Dr. Laubenbacher received his Ph.D. in mathematics from Northwestern University in 1985. He has been a Professor at the Virginia Bioinformatics Institute and a Professor in the Department of Mathematics at Virginia Tech since 2001. He is also an Adjunct Professor in the Department of Cancer Biology at Wake Forest University in Winston-Salem (NC) and Affiliate Faculty in the Virginia Tech Wake Forest University School of Biomedical Engineering and Sciences. Prior to these appointments Dr. Laubenbacher was Professor of Mathematics at New Mexico State University. He has served as Visiting Faculty at Los Alamos National Laboratories, was a member of the Mathematical Science Research Institute at Berkeley in 1998, and was a Visiting Associate Professor at Cornell University in 1990 and 1993. Current interests in Dr. Laubenbacher's research group include the development of mathematical algorithms and their application to problems in systems biology, in particular the modeling and simulation of molecular networks. An application area of particular interest is cancer systems biology, especially the role of iron metabolism in breast cancer. For more information see his research group's website http://admg.vbi.vt.edu/
1. Cancer systems biology: Our understanding of cancer has been aided by a network centric view. The fundamental relevance of systems biology to the understanding and treatment of cancer is the insight that genes and proteins do not act in isolation, but rather as nodes in complex interactive networks that include multiple feedback mechanisms and redundancies. The design of effective drugs to battle cancer will depend on the understanding of these networks and of the specific network alterations present in an individual tumor. And an understanding of characteristic changes in metabolic networks can lead to new prognostic and diagnostic methods. The complexity of these dynamic networks makes it difficult or impossible to study them without the aid of computer models based on mathematical analysis. This talk will discuss systems biology and mathematical models as an approach to cancer biology by way of two case studies.
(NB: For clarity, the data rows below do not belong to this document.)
Issue #485, opened 2023-01-26
migrate controllers and clients to leverage controller-runtime


zwpaper:
Scheduler Plugins is working on migrating controllers and clients to leverage `controller-runtime`, 

I have walked through the code base quickly and met some questions, so I am opening this issue to
make sure I am doing things right and figure out how can we work on this.

there should be 2 parts we should work on:
1. controllers: https://github.com/kubernetes-sigs/scheduler-plugins/tree/056fa7df192d4b49101650f37873338e3d8b96fb/pkg/controller, which is WIP with https://github.com/kubernetes-sigs/scheduler-plugins/tree/056fa7df192d4b49101650f37873338e3d8b96fb/pkg/controllers and not yet being used
2. generated clients: used everywhere in controllers and schedulers

my questions are:
1. is the 2 parts above right?
2. should we use a new command args to choose the legacy or controller-runtime controllers
3. should all the generated clients used in controllers and schedulers be migrated to controller-runtime clients?

# break down

## Controllers

- [x] Pod Group: @zwpaper https://github.com/kubernetes-sigs/scheduler-plugins/pull/506 
- [x] Elastic Quota: @czybjtu https://github.com/kubernetes-sigs/scheduler-plugins/pull/527

## clients

this is generated by the following cmd:

```sh
rg -c -l -g '!vendor' -g '!pkg/generated' -g '!*_test.go' 'pkg/generated/' . | sort
```

- [x] ./cmd/controller/app/server.go:2 https://github.com/kubernetes-sigs/scheduler-plugins/pull/569
- [x] ./pkg/capacityscheduling/capacity_scheduling.go:3 #665
- [x] ./pkg/controller/elasticquota.go:3 https://github.com/kubernetes-sigs/scheduler-plugins/pull/527
- [x] ./pkg/controller/podgroup.go:3: @zwpaper https://github.com/kubernetes-sigs/scheduler-plugins/pull/506 
- [x] ./pkg/coscheduling/core/core.go:3 #652
- [x] ./pkg/coscheduling/coscheduling.go:2 #652
- [x] ./pkg/networkaware/networkoverhead/networkoverhead.go:2 @zwpaper https://github.com/kubernetes-sigs/scheduler-plugins/pull/522
- [x] ./pkg/networkaware/topologicalsort/topologicalsort.go:1 @zwpaper https://github.com/kubernetes-sigs/scheduler-plugins/pull/522
[...]

PR #655, opened 2023-11-01
migrate nrt to ctrl runtime client

zwpaper:
#### What type of PR is this?
/kind cleanup

Fixes #

part of https://github.com/kubernetes-sigs/scheduler-plugins/issues/485

after deleting the generated vendor, CI found noderesourcetopology crd file changed, v1alpha1 version was deleted, I checked and found nowhere that used the v1alpha1, so I deleted the version.

now we only have noderesourcetopology v1alpha2

```release-note
migrate noderesourcetopology to ctrl runtime client
```


zwpaper:
@Huang-Wei CI passed, PTAL

pkg/noderesourcetopology/cache/overreserve.go
```diff
@@ -17,66 +17,67 @@ limitations under the License.
...
+	if client == nil || podLister == nil {
 		return nil, fmt.Errorf("nrtcache: received nil references")
 	}
 
 	resyncMethod := getCacheResyncMethod(cfg)
 
-	nrtObjs, err := nrtLister.List(labels.Everything())
-	if err != nil {
+	nrtObjs := &topologyv1alpha2.NodeResourceTopologyList{}
+	if err := client.List(context.Background(), nrtObjs); err != nil {
```
Huang-Wei, line 63: TODO: same as coscheduling, we can pass-in a context in the future

pkg/noderesourcetopology/cache/overreserve.go
```diff
@@ -17,66 +17,67 @@ limitations under the License.
...
 		nodesWithForeignPods:   newCounter(),
-		nrtLister:              nrtLister,
 		podLister:              podLister,
 		resyncMethod:           resyncMethod,
 	}
 	return obj, nil
 }
 
-func (ov *OverReserve) GetCachedNRTCopy(nodeName string, pod *corev1.Pod) (*topologyv1alpha2.NodeResourceTopology, bool) {
+func (ov *OverReserve) GetCachedNRTCopy(ctx context.Context, nodeName string, pod *corev1.Pod) (*topologyv1alpha2.NodeResourceTopology, bool) {
```
Huang-Wei, line 80: It seems ctx is not used in this function.

Huang-Wei (commented):
Some nits. LGTM overall.

/approve
/lgtm

Huang-Wei:
/hold

cc @ffromani @swatisehgal @Tal-or for awareness.

pkg/noderesourcetopology/cache/overreserve.go
```diff
@@ -17,66 +17,67 @@ limitations under the License.
...
+	ctrlclient "sigs.k8s.io/controller-runtime/pkg/client"
 
 	apiconfig "sigs.k8s.io/scheduler-plugins/apis/config"
 	"sigs.k8s.io/scheduler-plugins/pkg/noderesourcetopology/stringify"
-
-	"github.com/k8stopologyawareschedwg/podfingerprint"
 )
 
 type OverReserve struct {
+	ctrlclient.Client
```
Tal-or, line 43: Is there a reason for embedding the client?

pkg/noderesourcetopology/pluginhelpers.go
```diff
@@ -43,32 +45,26 @@ const (
 )
 
 func initNodeTopologyInformer(tcfg *apiconfig.NodeResourceTopologyMatchArgs, handle framework.Handle) (nrtcache.Interface, error) {
-	topoClient, err := topoclientset.NewForConfig(handle.KubeConfig())
+	scheme := runtime.NewScheme()
+	utilruntime.Must(clientgoscheme.AddToScheme(scheme))
```
Tal-or, line 49: I would handle this error instead of panic

pkg/noderesourcetopology/pluginhelpers.go
```diff
@@ -43,32 +45,26 @@ const (
...
+	utilruntime.Must(topologyv1alpha2.AddToScheme(scheme))
```
Tal-or, line 50: ditto

pkg/noderesourcetopology/score_test.go
```diff
@@ -128,13 +128,18 @@ func initTest(policy topologyv1alpha2.TopologyManagerPolicy, nodes ...*topologyv
 	}
 
 	// init topology lister
-	fakeClient := faketopologyv1alpha2.NewSimpleClientset()
-	fakeInformer := topologyinformers.NewSharedInformerFactory(fakeClient, 0).Topology().V1alpha2().NodeResourceTopologies()
+	fakeClient, err := tu.NewFakeClient()
+	if err != nil {
+		panic(err)
```
Tal-or, line 133: This is a test code, so `panic` is fine

Tal-or (commented):
Thank you for the PR.
I left some notes from my side, and wait for @ffromani and @swatisehgal to review this  PR as well.

pkg/noderesourcetopology/cache/overreserve.go
Huang-Wei: Did you mean to make it private?

pkg/noderesourcetopology/pluginhelpers.go
Huang-Wei: this error in practice won't happen IMO. If we treat it as an error, @Tal-or do you mean we can find a way to proceed?

pkg/noderesourcetopology/cache/overreserve.go
ffromani: I guess (and I'd agree with) make it consistent with `DiscardReserved` struct above

pkg/noderesourcetopology/cache/overreserve.go
ffromani: yup, either pass it through `ov.Get` (which will become `ov.client.Get`?) or discard it please (applies to similar places elsewhere in the code)

pkg/noderesourcetopology/cache/passthrough.go
```diff
@@ -17,27 +17,31 @@ limitations under the License.
...
 	"k8s.io/klog/v2"
 
-	topologyv1alpha2 "github.com/k8stopologyawareschedwg/noderesourcetopology-api/pkg/apis/topology/v1alpha2"
-	listerv1alpha2 "github.com/k8stopologyawareschedwg/noderesourcetopology-api/pkg/generated/listers/topology/v1alpha2"
+	ctrlclient "sigs.k8s.io/controller-runtime/pkg/client"
 )
 
 type Passthrough struct {
-	lister listerv1alpha2.NodeResourceTopologyLister
+	client ctrlclient.Client
```
ffromani, line 32: likewise, we're not using embedding here so better be consistent in `OverReserve` as well

test/integration/noderesourcetopology_cache_test.go
```diff
@@ -477,7 +481,13 @@ func TestTopologyCachePluginWithoutUpdates(t *testing.T) {
 			testCtx.Ctx, testCtx.CancelFn = context.WithCancel(context.Background())
 
 			cs := clientset.NewForConfigOrDie(globalKubeConfig)
-			extClient := versioned.NewForConfigOrDie(globalKubeConfig)
+			scheme := runtime.NewScheme()
+			utilruntime.Must(clientgoscheme.AddToScheme(scheme))
+			utilruntime.Must(topologyv1alpha2.AddToScheme(scheme))
```
ffromani, line 486: while this is probably OK, it seems wasteful to do each time. Can we do it once when test runs?

test/integration/noderesourcetopology_cache_test.go
```diff
@@ -657,8 +667,14 @@ func TestTopologyCachePluginWithUpdates(t *testing.T) {
 	testCtx := &testContext{}
 	testCtx.Ctx, testCtx.CancelFn = context.WithCancel(context.Background())
 
+	scheme := runtime.NewScheme()
+	utilruntime.Must(clientgoscheme.AddToScheme(scheme))
+	utilruntime.Must(topologyv1alpha2.AddToScheme(scheme))
```
ffromani, line 672: ditto

test/integration/noderesourcetopology_test.go
```diff
@@ -127,7 +131,14 @@ func TestTopologyMatchPlugin(t *testing.T) {
 	testCtx.Ctx, testCtx.CancelFn = context.WithCancel(context.Background())
 
 	cs := clientset.NewForConfigOrDie(globalKubeConfig)
-	extClient := versioned.NewForConfigOrDie(globalKubeConfig)
+
+	scheme := runtime.NewScheme()
+	utilruntime.Must(clientgoscheme.AddToScheme(scheme))
+	utilruntime.Must(topologyv1alpha2.AddToScheme(scheme))
+	extClient, err := ctrlclient.New(globalKubeConfig, ctrlclient.Options{Scheme: scheme})
```
ffromani, line 138: ditto

ffromani (commented):
there could be some impl details to iterate over, but design wise moving to controller-runtime seems OK. Doesn't help us in general in our journey towards k8s core merge (or its proposal, at least), but its' manageable.

What puzzles me more is if this approach is still compatible with https://github.com/kubernetes-sigs/scheduler-plugins/pull/599 .
Note that #599 is not necessarily something which I want to merge, but still the problem it attacks is real, and we didn't reach a conclusion which side should carry a fix. In addition, it would be nice to have the option to workaround the issue _also_ on scheduler side if needed.

pkg/noderesourcetopology/pluginhelpers.go
Tal-or: @Huang-Wei Not sure if it's possible to proceed, but at least throwing a detailed error which bubble up and explained what happen, would be more user friendly.

pkg/noderesourcetopology/cache/overreserve.go
zwpaper: it is because we use the ctx here: https://github.com/kubernetes-sigs/scheduler-plugins/pull/655/files#diff-d469fc389aadc64511b0fcbf7af645119b04c14a1cc18f5d2307755df1c41a2eR57

and this function is part of the cache Interface here: https://github.com/kubernetes-sigs/scheduler-plugins/pull/655/files#diff-4792874d567196ef3ce188f2f3ccda73d46457d99d95111e04a0072dcf183375R35

so we have to change it to both DiscardReserved and OverReserve

BTW, Passthrough also used the ctx in GetCachedNRTCopy: https://github.com/kubernetes-sigs/scheduler-plugins/pull/655/files#diff-5747013d93a36239aaa4d659c8de3b9a2ef08bbd0f842377c25a1e810007b3e6R44

pkg/noderesourcetopology/cache/overreserve.go
zwpaper: I don't have a strong preference for this, but yes, we should keep it consistent, changed it to align with DiscardReserved.

pkg/noderesourcetopology/pluginhelpers.go
zwpaper: This is how the controller runtime client can know what to do with the types, this is a common usage from kube-builder, which is one of the most famous libs using controller runtime.

you can check: https://book.kubebuilder.io/cronjob-tutorial/empty-main

image

test/integration/noderesourcetopology_cache_test.go
zwpaper: the tests run independently, how can we init once and run cross all the tests? maybe we have to refactor to use a test.M?

Huang-Wei:
> What puzzles me more is if this approach is still compatible with https://github.com/kubernetes-sigs/scheduler-plugins/pull/599 .

@ffromani this PR won't block #599 as #599 touched scheduler config API, and the introduced informer are imposed on core api objects (pods).

test/integration/noderesourcetopology_cache_test.go
Huang-Wei: I sort of agree with @zwpaper, in the perspective to making each UT hermetic.

pkg/noderesourcetopology/pluginhelpers.go
Huang-Wei: My 2 cents is still that this error is not recoverable, and based on my exp. of writing controllers, this doesn't ever happen at all (pretty static behavior IMHO). So I'm more skewed with this pattern of panic immediately- if the error really happens.

ffromani: I agree with @Huang-Wei . The error is not recoverable, so it's fine to use `utilruntime.Must` and fail badly in the (I reckon) exceptionally rare case on which AddToScheme fails.

The only thing which doesn't fully click to me is why we need to fix the schema _in this precise code location_. Disclosure: I didn't review the latest changes, so this is possibly already improved.

zwpaper: Hi @ffromani, I did not update the codes here.

we must handle the scheme somewhere, as the main scheduler, we added in main.go, and for this nrt plugin, I add it here when initing it, so that we are not adding this scheme if nrt plugin is not used.

as for `utilruntime.Must`, WDYT @Tal-or ?

pkg/noderesourcetopology/cache/passthrough.go
zwpaper: I have changed the `OverReserve` to private client to keep it consistent.

pkg/noderesourcetopology/pluginhelpers.go
Huang-Wei: @ffromani raised a very good point. The AddToScheme logic should only happen once per its usage:

- for running scheduler, it's should in main's init() or equivalent place. @zwpaper I know this is generic code problem, but if you can add this logic in this PR, it'd be much appreciated 🙇‍♂️ 
- for UTs, it's fine to init in each UT as we treat each UT as a client

Tal-or: > as for utilruntime.Must, WDYT @Tal-or ?
@zwpaper since the other reviewers are in favor of `utilruntime.Must` that's ok

zwpaper: @Huang-Wei moved all scheme initial into `init` func, PTAL

```console
 rg -B 1 -g '!vendor/' -g '!*_test.go' -- utilruntime.Must
pkg/noderesourcetopology/plugin.go
45-func init() {
46:	utilruntime.Must(clientgoscheme.AddToScheme(scheme))
47:	utilruntime.Must(topologyv1alpha2.AddToScheme(scheme))

pkg/networkaware/topologicalsort/topologicalsort.go
45-func init() {
46:	utilruntime.Must(clientgoscheme.AddToScheme(scheme))
47:	utilruntime.Must(agv1alpha.AddToScheme(scheme))

pkg/networkaware/networkoverhead/networkoverhead.go
66-func init() {
67:	utilruntime.Must(clientgoscheme.AddToScheme(scheme))
68-
69:	utilruntime.Must(agv1alpha1.AddToScheme(scheme))
70:	utilruntime.Must(ntv1alpha1.AddToScheme(scheme))

pkg/generated/clientset/versioned/scheme/register.go
54-	v1.AddToGroupVersion(Scheme, schema.GroupVersion{Version: "v1"})
55:	utilruntime.Must(AddToScheme(Scheme))

pkg/generated/clientset/versioned/fake/register.go
54-	v1.AddToGroupVersion(scheme, schema.GroupVersion{Version: "v1"})
55:	utilruntime.Must(AddToScheme(scheme))

cmd/controller/app/server.go
37-func init() {
38:	utilruntime.Must(clientgoscheme.AddToScheme(scheme))
39-
40:	utilruntime.Must(schedulingv1a1.AddToScheme(scheme))

apis/config/scheme/scheme.go
44-func AddToScheme(scheme *runtime.Scheme) {
45:	utilruntime.Must(config.AddToScheme(scheme))
46:	utilruntime.Must(v1.AddToScheme(scheme))
47:	utilruntime.Must(v1beta2.AddToScheme(scheme))
48:	utilruntime.Must(v1beta3.AddToScheme(scheme))

apis/scheduling/scheme/scheme.go
31-func AddToScheme(scheme *runtime.Scheme) {
32:	utilruntime.Must(schedv1alpha1.AddToScheme(scheme
```

pkg/networkaware/topologicalsort/topologicalsort_test.go
```diff
@@ -28,7 +28,7 @@ import (
 	"k8s.io/apimachinery/pkg/runtime"
 	"k8s.io/apimachinery/pkg/util/rand"
 	utilruntime "k8s.io/apimachinery/pkg/util/runtime"
-	"k8s.io/client-go/kubernetes/scheme"
+	clientgoscheme "k8s.io/client-go/kubernetes/scheme"
```
Huang-Wei, line 31: nit: revert this?

Huang-Wei (commented):
LGTM overall.

A potential future improvement is to instantiate the `scheme` once (in main.go) for non-test code, and then pass to all plugins that need it using a WithScheme option. But this doesn't block on this PR's merge.

pkg/noderesourcetopology/cache/overreserve.go
ffromani: right, my bad. It would be nice to change it as
`func (ov *OverReserve) GetCachedNRTCopy(_ context.Context, nodeName string, pod *corev1.Pod) (*topologyv1alpha2.NodeResourceTopology, bool) {
}
`
because `ctx` is indeed not needed in the body, but this is borderline a nit and totally not blocking

pkg/noderesourcetopology/cache/overreserve.go
```diff
@@ -208,8 +210,8 @@ func (ov *OverReserve) Resync() {
 
 	var nrtUpdates []*topologyv1alpha2.NodeResourceTopology
 	for _, nodeName := range nodeNames {
-		nrtCandidate, err := ov.nrtLister.Get(nodeName)
-		if err != nil {
+		nrtCandidate := &topologyv1alpha2.NodeResourceTopology{}
+		if err := ov.client.Get(context.Background(), types.NamespacedName{Name: nodeName}, nrtCandidate); err != nil {
```
ffromani, line 214: I wonder if we should use the same context for all the `Get`s - and I think we should (and we should also make it cancellable as further extension). But this change is better served in a followup PR.

ffromani (commented):
LGTM
(non-binding to let other tagged reviewers review)

pkg/noderesourcetopology/cache/overreserve.go
Huang-Wei: yup, other PRs also have some leftovers. The general idea would be use context wherever you can:

1. the chained calls in PreFitler/Filter can use the context that is provided by scheduler framework
2. for calls outside PreFilter/Filter/..., we should instantiate one at the start of main() (or make some change in scheduler framework to expose it), and pass it to all plugins

zwpaper: created an issue to track this https://github.com/kubernetes-sigs/scheduler-plugins/issues/664

pkg/networkaware/topologicalsort/topologicalsort_test.go
zwpaper: the scheme name is conflict with the `var scheme` for init schemes, changed to keep consistence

2. Algebraic models in systems biology: The long-term goal of molecular systems biology is to understand how the physiology of organisms arises through the dynamic interaction of the molecular constituents of life. Understanding the molecular networks formed in this way is an essential step toward solving many central problems related to human health, sustainable energy, a sustainable food supply, and a healthy environment. Mathematical and statistical models of the networks involved are an essential enabling technology for reaching this goal. This talk will provide some examples of the role mathematics plays in systems biology and will discuss some recent applications of algebraic geometry to this field. No background in mathematical biology is required, and the talk will be accessible to undergraduates and students and faculty from the life sciences.